Het is heel leuk maar ook heel vermoeiend. Je slaapt weinig maar je moet je wel constant concentreren: “Ruben heeft zijn trui uitgetrokken, dat moet ik zo even opschrijven. Oh, en Olcay heeft een zonnebril op, zie ik. Zit mijn tas eigenlijk wel op slot? Is Simone echt zenuwachtig of doet ze alleen alsof? Een wijnopslag, is dat een hint? Praat ik nou hardop?”
Je moet zo krankzinnig veel details onthouden. In de test die ik maak zit een vraag over de houding van de Mol op de laatste groepsfoto. Of de mol de handen in de zakken had, of juist de armen over elkaar, of langs het lichaam… Als er tussen de mogelijke antwoorden Boeien had gestaan, had ik daar waarschijnlijk in een impuls op geklikt.

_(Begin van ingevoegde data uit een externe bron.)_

PR #319, opened 2019-03-06
JSON schemas and validator function for object

atungw:


packages/veritone-json-schemas/schemas/vtn-standard/object/object.json
```diff
@@ -0,0 +1,82 @@
...
+                "type": "integer",
+                "minimum": 0
+              },
+              "stopTimeMs": {
+                "type": "integer",
+                "minimum": 0
+              },
+              "type": {
+                "type": "string",
+                "pattern": "object"
```
SteveShaffer: I think there's a `const` keyword you can use that's more explicit?

packages/veritone-json-schemas/schemas/vtn-standard/object/object.json
```diff
@@ -0,0 +1,82 @@
...
+              }
+            },
+            "required": [
+              "startTimeMs",
```
SteveShaffer: `type` should also be required for this, as should `object` (at least for this object validationContract)

packages/veritone-json-schemas/.babelrc
```diff
@@ -0,0 +1,6 @@
+{
```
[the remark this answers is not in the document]
atungw: Every package in veritone-sdk can use a different .babelrc, since it's probably too onerous to force all of it to use the same babel version. Frontend projects tend to me much more current than backend in terms of ES stage support.

packages/veritone-json-schemas/schemas/vtn-standard/master.json
```diff
@@ -0,0 +1,223 @@
...
+            "type": "string",
+            "description": "Private id variable used by the engine to refer to its internal dataset",
+            "example": "1"
+          }
+        },
+        "required": [
+          "class"
+        ]
+      },
+      "description": "Optional category for object recognition"
```
SteveShaffer: Optional categor**ies** for object recognition. Used for referencing external taxonomies.

packages/veritone-json-schemas/schemas/vtn-standard/master.json
```diff
@@ -0,0 +1,223 @@
...
+      "type": "object",
+      "properties": {
+        "boundingPoly": {
+          "$ref": "#/definitions/boundingPoly"
+        },
+        "confidence": {
+          "$ref": "#/definitions/confidence"
+        },
+        "entityId": {
+          "type": "number"
```
SteveShaffer: GUID.  So `"type": "string"`

packages/veritone-json-schemas/schemas/vtn-standard/master.json
```diff
@@ -0,0 +1,223 @@
...
+        },
+        "entityIdentifierId": {
+          "type": "number"
```
SteveShaffer: GUID.  So `"type": "string"`

packages/veritone-json-schemas/schemas/vtn-standard/master.json
```diff
@@ -0,0 +1,223 @@
...
+        },
+        "libraryId": {
```
SteveShaffer: We decided that we'd like to remove this from the spec since it's duplicate information with the already-unique `entityId`.  So the best engine developers can do by writing this value is not screw up.

packages/veritone-json-schemas/schemas/vtn-standard/master.json
```diff
@@ -0,0 +1,223 @@
...
+          "type": "number"
+        },
+        "label": {
+          "type": "string"
+        },
+        "type":
+          {
+            "type": "string",
+            "enum": [
```
SteveShaffer: This seems like the wrong list to me?

The list in the big example is:
```
      // - object: Object detection
      // - face: Face detection
      // - licensePlate: License plate detection
      // - logo: Logo detection
      // - fingerprint: Audio fingerprinting
      // - speakerId: Speaker recognition
      // - soundId: Sound recognition
      // - concept: Concept recognition
      // - keyword: Keyword detection
      // - text: Recognized or extracted text (OCR / text extraction)
      // - namedEntity: Entity extraction
      // - barcode
```

packages/veritone-json-schemas/schemas/vtn-standard/master.json
```diff
@@ -0,0 +1,223 @@
...
+              "audio-fingerprint",
```
SteveShaffer: This should at least be camelCase.  But actually I think for better or worse we're stuck with this as just `fingerprint`

packages/veritone-json-schemas/schemas/vtn-standard/master.json
```diff
@@ -0,0 +1,223 @@
...
+              "ocr",
```
SteveShaffer: `text`

packages/veritone-json-schemas/schemas/vtn-standard/master.json
```diff
@@ -0,0 +1,223 @@
...
+              "face",
+              "object",
+              "transcript"
```
SteveShaffer: transcripts are not objects.  Remove.

packages/veritone-json-schemas/schemas/vtn-standard/master.json
```diff
@@ -0,0 +1,223 @@
...
+        "y"
+      ],
+      "description": "A point describing the 2d coordinates from the top left corner of the source."
+    },
+    "boundingPoly": {
+      "type": "array",
+      "items": {
+        "$ref": "#/definitions/point"
+      },
+      "required": [
```
SteveShaffer: Is this correct?  This is already required on the `point` definition.

packages/veritone-json-schemas/schemas/vtn-standard/object/object.json
```diff
@@ -0,0 +1,37 @@
...
+      "items": {
+        "const": "object"
+      }
+    },
+    "object": {
+      "type": "array",
+      "items": {
+        "type": "object",
+        "properties": {
+          "object": {
```
SteveShaffer: Doesn't this mean something like this?
```
{
  "object": [{
    "object": {
      // objectResult definition goes here
    }
  }]
}
```

And if so, what's wrong with the tests that allows this to work?

packages/veritone-json-schemas/schemas/vtn-standard/object/object.json
```diff
@@ -0,0 +1,37 @@
...
+            "$ref": "master.json#/definitions/objectResult"
```
SteveShaffer: Are relative file references allowed?  And if so, shouldn't this be `"../master.json#/definitions/objectResult"`?

packages/veritone-json-schemas/schemas/vtn-standard/object/object.json
```diff
@@ -0,0 +1,37 @@
...
+        }
+      }
+    },
+    "series": {
+      "type": "array",
+      "items": {
+        "type": "object",
+        "properties": {
+          "object": {
+            "$ref": "master.json#/definitions/objectResult"
```
SteveShaffer: Same relative reference comments as above

packages/veritone-json-schemas/schemas/vtn-standard/transcript/transcript.json
```diff
@@ -0,0 +1,116 @@
...
+      "minItems": 1,
+      "if": {
+        "minItems": 2
+      },
+      "then": {
+        "items": {
+          "type": "object",
+          "properties": {
+            "word": {
+              "$ref": "master.json#/definitions/word"
```
SteveShaffer: Same relative reference comments as on object (for all `$ref`s)

packages/veritone-json-schemas/schemas/vtn-standard/transcript/transcript.json
```diff
@@ -0,0 +1,116 @@
...
+          ]
+        }
+      }
+    }
+  },
+  "properties": {
+    "validationContracts": {
+      "type": "array",
+      "items": {
+        "const": "transcript"
```
SteveShaffer: I don't think this allows for other `validationContracts` values to be present in the array (which should be allowed for it to still validate as a transcript).

packages/veritone-json-schemas/schemas/vtn-standard/transcript/transcript.json
```diff
@@ -0,0 +1,116 @@
...
+        "required": [
+          "startTimeMs",
+          "stopTimeMs"
+        ]
+      }
+    },
+    "language": {
+      "$ref": "master.json#/definitions/language"
+    },
+    "schemaId": {
```
SteveShaffer: Why does `transcript` define all these header fields but `object` doesn't?

packages/veritone-json-schemas/src/index.test.js
```diff
@@ -0,0 +1,65 @@
...
+import _ from 'lodash';
+
+import glob from 'glob';
+
+const categories = {};
+
+// dynamically import all json files in examples or invalid-examples
+const files = glob.sync("schemas/vtn-standard/**/**(examples|invalid-examples)/!(master.json)//*.json");
+for(let file of files) {
+  const categoryIndex = file.split("/").findIndex(directory => _.includes(directory, "examples")) - 1;
```
SteveShaffer: Naming convention nitpick: `category` should be `validationContract` or `contract` in the context of this vtn-standard spec.  "Category" is an aiWARE-specific notion.

packages/veritone-json-schemas/src/index.test.js
```diff
@@ -0,0 +1,65 @@
...
+
+Object.keys(categories).forEach(category => {
+  describe(`"${category}" tests`, () => {
+    const validator = VALIDATORS[category];
+    if(typeof validator === 'function') {
+      for(let test of categories[category]) {
+        if( _.includes(test.directory, 'invalid' )) {
+
+          // JSON files in invalid-examples should not validate
+          it(`should NOT validate ${test.directory}/${test.fileName}`, async () => {
```
SteveShaffer: I love that I can just add a new file in the proper folder/naming convention and it'll be picked up as a new test.  But the flip side of that of course is that the test errors are not very specific.  If there were any way to throw more specific error messages that'd be great.  If it's not easy, don't worry about it; the pros of having DRYer test case writing outweigh the cons of having to search for your errors IMO.

packages/veritone-json-schemas/schemas/vtn-standard/transcript/transcript.json
atungw: We pivoted from object, so I never got to finish it. We'll revisit it later with more tests and such.

packages/veritone-json-schemas/schemas/vtn-standard/transcript/transcript.json
atungw: This is on purpose for now, to ensure they are one to one and to make sure the correct value is provided.

My general plan for this is to create each sub schema one by one then merge them all into the master, otherwise if you develop on the master schema directly the matching for JSON schema makes it hard to accomplish, especially without breaking existing property matches.

packages/veritone-json-schemas/src/index.test.js
atungw: The alternative to this would be to make the examples in a .JS vs .JSON file, and then provide something like

const data = {
   ...VTNSAMPLE
}

const errors = {
   ERRORS_CAPTURED_FROM_LIBRARY
}

but I'm preferring .json because it makes it easier for people to understand and easier for people to import. Also, I'm not sure how stable the error reporting is from version to version of AJV, so the test might be brittle if I do that.

It's always possible to add your own specific test in the test file if you want to test a specific scenario (which I will probably do for additional properties)

packages/veritone-json-schemas/schemas/vtn-standard/master.json
```diff
@@ -0,0 +1,223 @@
...
+          "example": "fe261482-af8d-4709-aefb-ff1c19b61eb9"
+        },
+        "sourceEngineName": {
+          "type": "string",
+          "description": "Engine name used to generate output (provided by Veritone) // TO DO: Verify if this is internal or external engine name",
+          "example": "capio"
+        },
+        "taskPayload": {
+          "type": "object",
+          "description": "JSON key/value task payload describing the tasks used to start the engine run (provided by Veritone) // TO DO: LINK TO DOCS EXPLAINING TASK PAYLOAD",
```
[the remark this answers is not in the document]
SteveShaffer: Still pending TODO iteam

packages/veritone-json-schemas/schemas/vtn-standard/master.json
SteveShaffer: Please fix this before merging to master

packages/veritone-json-schemas/schemas/vtn-standard/master.json
SteveShaffer: Please fix this before merging to master

packages/veritone-json-schemas/schemas/vtn-standard/master.json
SteveShaffer: Please fix this before merging to master

packages/veritone-json-schemas/schemas/vtn-standard/master.json
SteveShaffer: Please fix this before merging to master

packages/veritone-json-schemas/schemas/vtn-standard/object/object.json
SteveShaffer: Can I get a response on this?  I'm particularly concerned on this one

packages/veritone-json-schemas/src/index.test.js
SteveShaffer: Tradeoffs.  Sounds good.

SteveShaffer:
prettify plz

packages/veritone-json-schemas/schemas/vtn-standard/master.json
```diff
@@ -0,0 +1,217 @@
...
+        },
+        "required": [
+          "class"
+        ]
+      },
+      "description": "Optional categories for object recognition. Used for referencing external taxonomies."
+    },
+    "objectResultType": {
+      "type": "string",
+      "enum": [
```
SteveShaffer: This is still wrong.  This is the validationContract enum.  The documented valid values for object.type are:
```
      // - object: Object detection
      // - face: Face detection
      // - licensePlate: License plate detection
      // - logo: Logo detection
      // - fingerprint: Audio fingerprinting
      // - speakerId: Speaker recognition
      // - soundId: Sound recognition
      // - concept: Concept recognition
      // - keyword: Keyword detection
      // - text: Recognized or extracted text (OCR / text extraction)
      // - namedEntity: Entity extraction
      // - barcode
```

packages/veritone-json-schemas/schemas/vtn-standard/master.json
```diff
@@ -117,11 +117,18 @@
...
-        "audio-fingerprint",
-        "ocr",
-        "face",
         "object",
-        "transcript"
+        "face",
+        "licensePlate",
+        "logo",
+        "fingerprint",
+        "speakerId",
```
SteveShaffer: change to `speaker`

packages/veritone-json-schemas/schemas/vtn-standard/master.json
```diff
@@ -117,11 +117,18 @@
...
+        "soundId",
```
SteveShaffer: change to `sound`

Elk moment, alles kan terugkomen in de test. Voor iemand die juist altijd naar het grote verhaal probeert te kijken is dat een hel.
Ergens voel ik wel dat ik dit niet lang ga volhouden. Ik ben al blij dat ik niet de eerste afvaller ben. Arme Ron… Ik heb eigenlijk ook wel zin in wijn, lekker eten, een douche, een bank, een film… ja, een film! Maar ik heb ook heel veel zin in nog een opdracht, iets met lasergeweren of juist een moeilijke puzzel en dat alleen ík dan heel veel jokers win.
Art tikt mijn naam in en het scherm wordt rood. Het wordt dus een film.
Maar ik heb het geweldig gevonden. Het is een soort schoolreisje met volwassenen. Of volwassenen… tijdens de opdrachten wordt iedereen als een kind zo blij. En alles is zo strak geregeld dat je net als vroeger je vinger opsteekt en netjes vraagt of je naar de wc mag. En dan rijdt de bus verder zonder jou.